Time (animated video)

Watch Rabbi Sacks’ view on the Jewish way to understand time.

Using audio recorded in 2010.

As anyone who’s ever really engaged in time management knows, the single most important distinction is between the urgent and the important. And of course, what happens is that very often we concentrate on the urgent and the things we fail to spend time on are the things that are important, but not urgent.

And to deal with that, Judaism created the most powerful time management tool in civilisation. It is called Shabbat. On Shabbat, you have to stop whatever you’re doing and focus on the things that are important, but not urgent. The things you’d never find time to do if there were no such thing as Shabbat in your life, like talking to those you love, like spending time, appreciating what God has given you, like having a meal with friends, like singing with joy at the fact that we’re here, like praying to God and offering Him our sacrifice of thanks. Thank You for all the good things You’ve put in my life. I think a life without Shabbat is a life without time management.
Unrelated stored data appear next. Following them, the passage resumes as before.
Issue #925, opened 2022-12-13
[Improvement]: Introduce a disk spillable map for optimizer to avoid OOM


majin1102:
### Search before asking

- [X] I have searched in the [issues](https://github.com/NetEase/arctic/issues?q=is%3Aissue) and found no similar issues.

### What would you like to be improved?

Each optimizer loads delete files in a map to filter insert records, and when delete files are too large, may causes OOM error. In AMS view, optimizers which have already OOM may be busy or hanged.

we shall introduce a disk spillable map to store delete records when the size reaches a threshold too avoid OOM problem. This implemention will refer to ExternalSpillableMap of HUDI

### How should we improve?

Use  a disk spillable map instead of a memory storing map with features as below:

* fits both mix format and iceberg format
* fits both self-optimizing, merge on read and optimize command in future
* use memory map before map size hits a configurable threshold
* use rocksdb as spilled map backend
* fits partial upsert in the future(column family feature)
* for optimizers, rocksdb backend stays after first loaded and could be use cyclically

### Are you willing to submit PR?

- [X] Yes I am willing to submit a PR!

### Code of Conduct

- [X] I agree to follow this project's [Code of Conduct](https://www.apache.org/foundation/policies/conduct)

PR #992, opened 2023-01-10
[ARCTIC-925][Optimizer] The optimize group adds config to support spill map and improve spill map with the custom directory

hzluting:
improve #925 

## Brief change log

  - *The optimize group adds spill map config to start optimizer*
  - *The spill map supports the custom directory*

## How was this patch tested?

## Documentation

### DIFF
--- a/core/src/main/java/com/netease/arctic/utils/map/RocksDBBackend.java
+++ b/core/src/main/java/com/netease/arctic/utils/map/RocksDBBackend.java
@@ -50,17 +50,29 @@ import java.util.stream.Collectors;
 
 public class RocksDBBackend {
   private static final Logger LOG = LoggerFactory.getLogger(RocksDBBackend.class);
-  private static final String BACKEND_BASE_DIR = System.getProperty("rocksdb.dir");
+  private static final String BACKEND_BASE_DIR = System.getProperty("java.io.tmpdir");
   private static final ThreadLocal<RocksDBBackend> instance =
           new ThreadLocal<>();
 
   public static RocksDBBackend getOrCreateInstance() {
     RocksDBBackend backend = instance.get();
     if (backend == null) {
-      backend = create();
+      backend = create(BACKEND_BASE_DIR);
     }
     if (backend.closed) {
-      backend = create();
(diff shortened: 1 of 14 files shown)


core/src/main/java/com/netease/arctic/utils/map/RocksDBBackend.java
```diff
@@ -50,17 +50,29 @@
...
+    return backend;
+  }
+
+  public static RocksDBBackend getOrCreateInstance(String backendBaseDir) {
+    RocksDBBackend backend = instance.get();
+    if (backend == null) {
+      backend = create(backendBaseDir);
+    }
+    if (backend.closed) {
+      backend = create(backendBaseDir);
```
shidayang, line 75: The instant is share with thread, so the backendBaseDir can not be modify once created in the same thread

core/src/main/java/com/netease/arctic/utils/map/StructLikeCollections.java
```diff
@@ -26,26 +26,34 @@ public class StructLikeCollections {
...
       this.maxInMemorySizeInBytes = maxInMemorySizeInBytes;
     }
   }
 
+  public StructLikeCollections(boolean enableSpillableMap, Long maxInMemorySizeInBytes, String backendBaseDir) {
+    if (enableSpillableMap) {
+      this.maxInMemorySizeInBytes = maxInMemorySizeInBytes;
+      this.backendBaseDir = backendBaseDir;
+    }
+  }
```
shidayang, line 42: maxInMemorySizeInBytes may be need a default value?

shidayang (changes requested):

core/src/main/java/com/netease/arctic/utils/map/RocksDBBackend.java
hzluting: > The instant is share with thread, so the backendBaseDir can not be modify once created in the same thread

I think the backendBaseDir should be modified with new backendBaseDir

shidayang (approved):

And of course, beyond that, there’s the biggest time management seminar of the whole lot, which we call the asseret yemei teshuvah, the 10 days, beginning on Rosh Hashanah ending on Yom Kippur when we think about the year that has passed and quietly, God is asking us a question: “You’re asking Me for another year of life, let Me hear your answer to this question. Last year, I gave you another year of life, what did you use it for? Did you spend your time on the things that make a difference?”
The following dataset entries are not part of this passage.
PR #1001, opened 2023-01-12
[WIP][ARCTIC-1000][AMS] Persist on the property of task after the update

### LINKED ISSUE #1000: [Bug][AMS]: The optimize task property doesn't persist in MySQL after set 'max-execute-time'
### What happened?

The optimize task property adds the key named 'max-execute-time' that doesn't persist in MySQL.
So if the AMS restarts,  the task will lose the property 'max-execute-time' value

### Affects Versions

0.3.0

AMS

### How to reproduce

1. create an arctic table
2. write the data into the table, and confirm optimizing task execution time over 30min
3. set the `self-optimizing.execute.timeout` as 3600000
4. restart the AMS when the optimizer executes the task
5. the task will always be failed because the execution expired

### Relevant log output

_No response_

### Anything else

_No response_

### Code of Conduct

hzluting:
fix #1000 

## Brief change log

  - *persist the property of the task after updating the 'max-execute-time' when the task on executing*

## How was this patch tested?

## Documentation

### DIFF
--- a/ams/ams-server/src/main/java/com/netease/arctic/ams/server/mapper/OptimizeTaskRuntimesMapper.java
+++ b/ams/ams-server/src/main/java/com/netease/arctic/ams/server/mapper/OptimizeTaskRuntimesMapper.java
@@ -18,6 +18,7 @@
 
 package com.netease.arctic.ams.server.mapper;
 
+import com.netease.arctic.ams.server.model.BaseOptimizeTask;
 import com.netease.arctic.ams.server.model.BaseOptimizeTaskRuntime;
 import com.netease.arctic.ams.server.mybatis.Long2TsConvertor;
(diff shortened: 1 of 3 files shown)


zhoujinsong:
cc @wangtaohz

wangtaohz (changes requested):
It's not rigorous to update the 'max-execute-time' when the task on executing. Because we are unable to send it to Optimizer who is using this property to execute the task.

hzluting:
> It's not rigorous to update the 'max-execute-time' when the task on executing. Because we are unable to send it to Optimizer who is using this property to execute the task.

Yes, this only affects the next execution after updating the 'max-execute-time'. I don't think we need to stop the task once someone updates the `self-optimizing.execute.timeout`.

And that’s really when we ask: What have we done in the past year? How have we added to the store of human happiness? How have we made the world a little better?
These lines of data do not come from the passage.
PR #1010, opened 2023-01-12
[ARCTIC-994] Introduce design of `TransactionId` generation to resolving data conflicts

### LINKED ISSUE #994: [Feature]: A new design of resolving data conflicts without relying on AMS to generate TransactionId
### Description

To resolve the data conflict of Arctic KeyedTable(Mixed-format table) with concurrent batch write and stream write, we introduce a design of version for each record, in order to keep the data with a higher version when row conflicts arise.

### Use case/motivation

In the case of a concurrent batch write and stream write, row conflicts are likely to arise, especially when batch write takes a long time, and the batch write will fail to commit.

We have introduced `TransactionId` and `offset` to determine the record version, but the generation of `TransactionId` relies on the AMS, which leads to reliability issues for data writing.

### Describe the solution

The design of the record version:
Version = (TransactionId, offset)
 - TransactionId: the sequence of each Transaction
 - offset: the offset of record in a Transaction, to determine the record version in a transaction

Two ways to generate `TransactionId`:
- generate on transaction begin: commit an empty snapshot to ChangeTable,  and get the snapshot sequence as TransactionId
- generate on transaction commit: get the change snapshot sequence when commit as TransactionId

### Subtasks

_No response_

### Related issues

_No response_

### Code of Conduct

wangtaohz:

fix #994 

## Brief change log
1. generate `TransactionId` from change snapshot sequence
2. spark operation begins a transaction with new `TransactionId`
3. flink operation does not begin a transaction, and uses snapshot sequence as `TransactionId` when committing. The `TxId` in fileName is set to be 0, and the correct `TransactionId` should get from iceberg metadata in this case
4. flink incremental pull using `TableEntriesScan` instead of the iceberg `TableScan`, to get the sequence number from iceberg metadata when `TxId` in fileName is 0
5. import a UUID into the file name to distinguish files with the same `TxId` = 0, in `CommonOutputFileFactory` and `AdaptHiveOutputFileFactory`
6. Introduce `com.netease.arctic.io.FileNameHandle` to resolve file name.
7. Introduce `com.netease.arctic.data.file.ContentFileWithSequence` to wrap ContentFile.
8. Make `com.netease.arctic.scan.BaseChangeTableIncrementalScan` can return SequenceNumber.
9. make the using change snapshot sequence as `TransactionId` be compatible with old `TransactionId`  (make sure snapshot sequence >= old transactionId) when ams start, in `UpdateTool`

## How was this patch tested?

## Documentation


wangtaohz:
When `TransactionId` is generated on commit, the `TransactionId` in the file name is 0, so we have to import a UUID into the file name to distinguish files.

core/src/main/java/com/netease/arctic/data/DefaultKeyedFile.java
```diff
@@ -175,11 +174,15 @@ public int hashCode() {
...
+
+    private static final String KEYED_FILE_NAME_PATTERN_STRING = "(\\d+)-(\\w+)-(\\d+)-(\\d+)-(\\d+)-(\\d+)\\.\\w+";
+    private static final Pattern KEYED_FILE_NAME_PATTERN = Pattern.compile(KEYED_FILE_NAME_PATTERN_STRING);
+
     private final long transactionId;
     private final DataFileType type;
     private final DataTreeNode node;
 
-    public FileMeta(Long transactionId, DataFileType type, DataTreeNode node) {
+    private FileMeta(Long transactionId, DataFileType type, DataTreeNode node) {
```
wangtaohz, line 185: `Long transactionId` may be `long transactionId` to avoid NPE

wangtaohz:
cc @YesOrNo828

core/src/main/java/com/netease/arctic/table/BaseKeyedTable.java
```diff
@@ -170,11 +172,11 @@ public UpdateProperties updateProperties() {
 
   @Override
   public long beginTransaction(String signature) {
-    try {
-      return client.allocateTransactionId(this.tableMeta.getTableIdentifier(), signature);
-    } catch (TException e) {
-      throw new IllegalStateException("failed begin transaction", e);
-    }
+    AppendFiles appendFiles = changeTable.newAppend();
+    // TODO add summary, use fast append?
```
zhoujinsong, line 176: I don't think fast append has any difference with append here.
BTW， we may need add some comment here to describe this impelementation.

wangtaohz: OK, I will add some comment

flink/v1.12/flink/src/main/java/com/netease/arctic/flink/write/ArcticFileWriter.java
```diff
@@ -148,16 +148,7 @@ private void initTaskWriterFactory(Long mask) {
...
-    if (table.isKeyedTable()) {
-      String signature = BaseEncoding.base16().encode((jobId + checkpointId).getBytes());
-      transaction = table.asKeyedTable().beginTransaction(signature);
-      LOG.info("table:{}, signature:{}, transactionId:{}. From jobId:{}, ckpId:{}", table.name(), signature,
-          transaction, jobId, checkpointId);
-    } else {
-      transaction = null;
-    }
-    return transaction;
+    return null;
```
YesOrNo828, line 151: The variable transactionId is always null in the flink writer operator lifecycle, so this method and [`setTransactionId`](https://github.com/NetEase/arctic/blob/master/flink/v1.12/flink/src/main/java/com/netease/arctic/flink/write/ArcticRowDataTaskWriterFactory.java#L56) should be removed because they seemed redundant.

flink/v1.12/flink/src/main/java/com/netease/arctic/flink/write/ArcticRowDataTaskWriterFactory.java
```diff
@@ -59,12 +59,7 @@ public void setTransactionId(Long transactionId) {
 
   @Override
   public void initialize(int taskId, int attemptId) {
-    if (table.isKeyedTable()) {
-      Preconditions.checkNotNull(transactionId, "TransactionId should be set first. " +
-          "Invoke setTransactionId() before this method");
-    } else {
-      Preconditions.checkArgument(transactionId == null, "TransactionId should be null for unkeyed table.");
-    }
+    Preconditions.checkArgument(transactionId == null, "TransactionId should be null for table.");
```
YesOrNo828, line 62: I think the variable transactionId is the `final` variable which is better.
`private transient final Long transactionId = null;`

core/src/main/java/com/netease/arctic/io/FileNameHandle.java
```diff
@@ -0,0 +1,149 @@
...
+    }
+    DataTreeNode node = DataTreeNode.ofId(nodeId);
+    return new DefaultKeyedFile.FileMeta(transactionId, type, node);
+  }
+
+  /**
+   * Path writen by hive can not be pared by arctic format. so we set it transactionId as 0.
+   * @param path file path
+   */
+  public static DefaultKeyedFile.FileMeta parseBase(String path) {
```
YesOrNo828, line 92: Could you add more detail about the param path? E.g., path format and demo. I think it will help devs easier to understand what this parsing tries to do.

YesOrNo828 (commented):
@wangtaohz  Thanks for your contribution. I left some comments.

@zstraw  Do you have a time to take a look?

flink/v1.12/flink/src/main/java/com/netease/arctic/flink/write/ArcticRowDataTaskWriterFactory.java
zstraw, line 62: Now that transactionId should be null, why setTransactionId() still be exposed? Would it be better to remove all transactionId's setting in this factory?

flink/v1.12/flink/src/main/java/com/netease/arctic/flink/write/ArcticFileWriter.java
```diff
@@ -148,16 +148,7 @@ private void initTaskWriterFactory(Long mask) {
   }
 
   private Long getTransactionId() {
```
zstraw, line 150: After removing transaction in ArcticFileWriter.java, it's useless to initTaskWriterFactory(null) in processElement. And the input parameter of mask can be replaced with long in initTaskWriterFactory().

flink/v1.12/flink/src/main/java/com/netease/arctic/flink/write/ArcticFileWriter.java
wangtaohz: OK, I will remove it

flink/v1.12/flink/src/main/java/com/netease/arctic/flink/write/ArcticFileWriter.java
wangtaohz: I removed it.

flink/v1.12/flink/src/main/java/com/netease/arctic/flink/write/ArcticRowDataTaskWriterFactory.java
wangtaohz: I removed it.

wangtaohz: I added `final` to it.

core/src/main/java/com/netease/arctic/io/FileNameHandle.java
```diff
@@ -0,0 +1,151 @@
...
+import com.netease.arctic.io.writer.TaskWriterKey;
+import com.netease.arctic.utils.IdGenerator;
+import com.netease.arctic.utils.TableFileUtils;
+import org.apache.iceberg.FileFormat;
+
+import java.util.concurrent.atomic.AtomicLong;
+import java.util.regex.Matcher;
+import java.util.regex.Pattern;
+
+public class FileNameHandle {
```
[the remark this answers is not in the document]
wangtaohz: `FileNameHandle` is for both `KeyedTable` and `UnkeyedTable`, so `KeyedFileNameGenerator` may be ambiguous.

BTW, I think `FileNameHandler` is better than `FileNameHandle`.

cc @shidayang

core/src/main/java/com/netease/arctic/io/FileNameHandle.java
wangtaohz: I add some comments for this class to show more details. like 
```
/**
 * File name pattern:${tree_node_id}-${file_type}-${transaction_id}-${partition_id}-${task_id}-{operation_id}-{count}
 * like:
 * 1-B-100-0-0-4217271085623029157-0.parquet
 * 4-ED-101-0-0-9009257362994691056-1.parquet
 * 4-I-101-0-0-9009257362994691056-2.parquet
 */
public class FileNameHandle {
```

zstraw (approved):

wangtaohz:
This PR also fix #1045

core/src/main/java/com/netease/arctic/io/FileNameHandle.java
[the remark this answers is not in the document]
wangtaohz: The class name is changed to `FileNameGenerator`

spark/v2.3/spark/src/test/java/com/netease/arctic/spark/SparkTestContext.java
```diff
@@ -276,9 +275,7 @@ public static GenericRecord newRecord(Schema schema, Object... val) {
 
   public static void writeChange(TableIdentifier identifier, ChangeAction action, List<Record> rows) {
     KeyedTable table = SparkTestContext.catalog(identifier.getCatalog()).loadTable(identifier).asKeyedTable();
-    long txId = table.beginTransaction(System.currentTimeMillis() + "");
     try (TaskWriter<Record> writer = GenericTaskWriters.builderFor(table)
-        .withTransactionId(txId)
         .withChangeAction(action)
         .buildChangeWriter()) {
```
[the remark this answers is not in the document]
wangtaohz: Here, it writes some data into ChangeStore, there is no need to begin a transaction here, so I remove the `transactionId`.

baiyangtx (approved):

And so Rosh Hashanah and Yom Kippur are, to me, the great time management days of a lifetime. And it seems to me that the Torah really understood that, of all things, the most precious is time. It’s the only thing that God gives to us equally on equal terms, however rich or poor, powerful, or powerless. There’s still only 24 hours in a day, and still only 52 weeks in a year, in a span of years that is all too short. The essence of Judaism is contained in that marvellous line from Psalms limnot yameinu kein hoda v’navi l’vav chachma, “Teach us to number our days that we may get a heart of wisdom.” It is counting our time.

That is the most important thing in life and Judaism, the world’s most ancient – and, to my way of thinking, the single most effective – form of time management.